Given prob space $(\Omega, \mathscr{F}, P)$ and a Wiener process $(W_t)_{t \geq 0}$, define filtration $\mathscr{F}_t = \sigma(W_u : u \leq t)$
Let $(A_t)_{t \geq 0}$ where $A_t = W_t^3 - 3tW_t$. Show that $E[A_t|\mathscr{F}_s] = A_s$ whenever $s < t$.
I think this all comes down to manipulation since there are martingales somewhere
My attempt:
Splitting up into $E[W_t^3|\mathscr{F}_s] - 3E[tW_t|\mathscr{F}_s]$ doesn't do anything since those guys aren't martingales? So, I tried splitting it up into:
$E[W_t(W_t^2 - 3t)|\mathscr{F}_s]$
$= E[W_t(W_t^2 - t -2 t)|\mathscr{F}_s]$
$= E[W_t(W_t^2 - t) -2 tW_t)|\mathscr{F}_s]$
$= E[W_t(W_t^2 - t)|\mathscr{F}_s] -2E[ tW_t|\mathscr{F}_s]$
$W_t$ is not $\mathscr{F}_s$-measurable, so we can't take that out...
$tW_{1/t}$ is Brownian and thus a martingale, but I don't know about $tW_t$...

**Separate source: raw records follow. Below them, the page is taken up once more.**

PR #4707, opened 2026-07-07
feat(distill): defer KD conversion to a pre-wrap hook and support submodule distillation for VLMs

kevalmorabia97:
## What

Two related changes to `DistillationProvider`:

1. **Defer the KD conversion.** `mtd.convert` moves out of `provide()` into a `_convert_hook` pre-wrap hook that runs *after* the student's weights are loaded. This lets a caller restore a quantized student (QAD) via an earlier prepended pre-wrap hook, and lets a weight-loaded submodule be extracted before it is wrapped with the teacher.

2. **`distill_submodule` option.** VLMs can distill only the `language_model` submodule while the rest of the model (vision encoder, projector) is trained and exported unchanged. The full built model is retained on `full_model` for export.

Replaces the `student_pre_conversion_hook` parameter, which is superseded by the `register_pre_wrap_hook(fn, prepend=True)` pattern (no external callers).

## Testing

Unit test updated for the deferred flow. Validated end-to-end in ModelOpt CI on `nemo:26.06`.


src/megatron/bridge/models/distillation_provider.py
```diff
@@ -163,7 +189,15 @@ def convert_to_distillation_provider(
...
+    student_provider.distill_submodule = distill_submodule
     student_provider.__post_init__()
 
+    # Convert after the bridge's weight-load hook (appended => runs last), so the student is fully
+    # weight-loaded before it is wrapped with the teacher. Set _pre_wrap_hooks via object.__setattr__
+    # (not register_pre_wrap_hook) to bypass __setattr__'s teacher-mirroring: when the student starts
+    # with no hooks (e.g. QAD builds it with load_weights=False), the mirror would share the hook list
+    # with the teacher, so building the teacher inside _convert_hook would recurse into _convert_hook.
+    hooks = [*getattr(student_provider, "_pre_wrap_hooks", []), student_provider._convert_hook]
+    object.__setattr__(student_provider, "_pre_wrap_hooks", hooks)
```
AAnoosheh, line 206: This is a crazy hack 😅

Not opposed, just never seen anything like it.

src/megatron/bridge/models/distillation_provider.py
```diff
@@ -72,37 +75,55 @@ def __post_init__(self):
...
             "criterion": kd_cfg.criterion,
             "loss_balancer": kd_cfg.loss_balancer,
         }
+        # ``mtd.convert`` mutates in place, so for the submodule case ``full_model`` already holds the
+        # distilled submodule for export.
         kd_model = mtd.convert(student_model, mode=[("kd_loss", modelopt_cfg)])
         mtd_mcore.adjust_distillation_model_for_mcore(kd_model, kd_cfg)
-
-        return kd_model
+        return [kd_model]
```
AAnoosheh, line 130: Should we keep it non-list (i.e. `return kd_model`) and make `_convert_hook()` accept a non-list too for simplicity? (unless something else in between expects a list)

kevalmorabia97: The pre-wrap-hook contract is `list[MegatronModule] -> list[MegatronModule]`: `register_pre_wrap_hook`'s composed hook does `model = hook(model)` over the model-chunks list, so `_convert_hook` has to accept and return a list to fit that interface. The single-chunk assumption is enforced by the `len(model_chunks) == 1` assert at the top.

src/megatron/bridge/models/distillation_provider.py
kevalmorabia97: Yeah 😄 — the `object.__setattr__` is deliberate. `DistillationProvider.__setattr__` mirrors every attribute onto the teacher, so a plain `self._pre_wrap_hooks = [...]` would share the hook list with the teacher; then building the teacher inside `_convert_hook` re-runs the hook and recurses. `object.__setattr__` sets it on the student only, breaking that loop.

src/megatron/bridge/models/distillation_provider.py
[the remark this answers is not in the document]
kevalmorabia97: Addressed in bf08c92: added `assert getattr(self.full_model, self.distill_submodule) is kd_model` to make the in-place `mtd.convert` contract explicit, reworded the docstring to "exported unchanged (only the submodule is trained)", and added unit tests for the `distill_submodule` branch and the QAD prepend-hook ordering.

kevalmorabia97:
Thanks for the reviews! Addressed in bf08c92:

- **In-place mutation contract** (@claude): added `assert getattr(self.full_model, self.distill_submodule) is kd_model` so a regression in `mtd.convert`'s in-place behavior fails loudly instead of silently exporting the un-converted submodule.
- **Docstring wording** (@claude): the rest of the model is now described as "exported unchanged (only the submodule is trained)".
- **Test coverage** (@claude): added unit tests for (a) the `distill_submodule` branch — `full_model` retained, submodule KD model returned — and (b) QAD prepend-hook ordering (`_convert_hook` is appended last, so a `register_pre_wrap_hook(fn, prepend=True)` runs before it).
- Replied inline to @AAnoosheh's list-return and `object.__setattr__` questions.

Note: the new unit tests can't run on the nemo:26.06 container (its Megatron-Bridge predates `distill_submodule`), but I validated both against this branch's code by prepending its `src/` on `PYTHONPATH` — both pass; they'll run in CI on `main`.

AAnoosheh (dismissed):

kevalmorabia97:
/ok to test [bf08c92](https://github.com/NVIDIA-NeMo/Megatron-Bridge/pull/4707/commits/bf08c922be3d23f45c2ac5627c100faf38870f29)

kevalmorabia97:
/ok to test [2487ea2](https://github.com/NVIDIA-NeMo/Megatron-Bridge/pull/4707/commits/2487ea2d42a13a258a5130bb401fc0561e246c68)

kevalmorabia97:
/ok to test [94d8dc4](https://github.com/NVIDIA-NeMo/Megatron-Bridge/pull/4707/commits/94d8dc4850c6552369fbb44c6df2059a5b85aaf6)

AAnoosheh (approved):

$cW_{t/c^2}$ is Brownian and thus a martingale, but I don't think we can set c = t...
Help please?
Writing
$$W_t^3 = ((W_t-W_s)+W_s)^3 = (W_t-W_s)^3+ 3 W_s (W_t-W_s)^2 + 3 W_s^2 (W_t-W_s) + W_s^3$$
we find using the independence of the increments
$$\begin{align*} \mathbb{E}(W_t^3 \mid \mathcal{F}_s) &= \underbrace{\mathbb{E}((W_t-W_s)^3)}_{\mathbb{E}(W_{t-s}^3)=0} + 3W_s \underbrace{\mathbb{E}(W_t-W_s)^2}_{\mathbb{E}(W_{t-s}^2)=t-s} + 3W_s^2 \underbrace{\mathbb{E}(W_t-W_s)}_{0}+W_s^3 \\ &= 3(t-s) W_s + W_s^3. \end{align*}$$
Consequently,
$$\mathbb{E}(A_t \mid \mathcal{F}_s) = \mathbb{E}(W_t^3 - 3t W_t \mid \mathcal{F}_s) = 3(t-s)W_s+ W_s^3 - 3t \underbrace{\mathbb{E}(W_t \mid \mathcal{F}_s)}_{W_s} = A_s.$$
A general remark: If you want to prove a process of this form a martingale, it is always a good idea to write $$W_t = (W_t-W_s)+W_s$$ and separate both terms, since this allows us to use the independence of the increments (which in turn makes calculation of conditional expectations much more easier).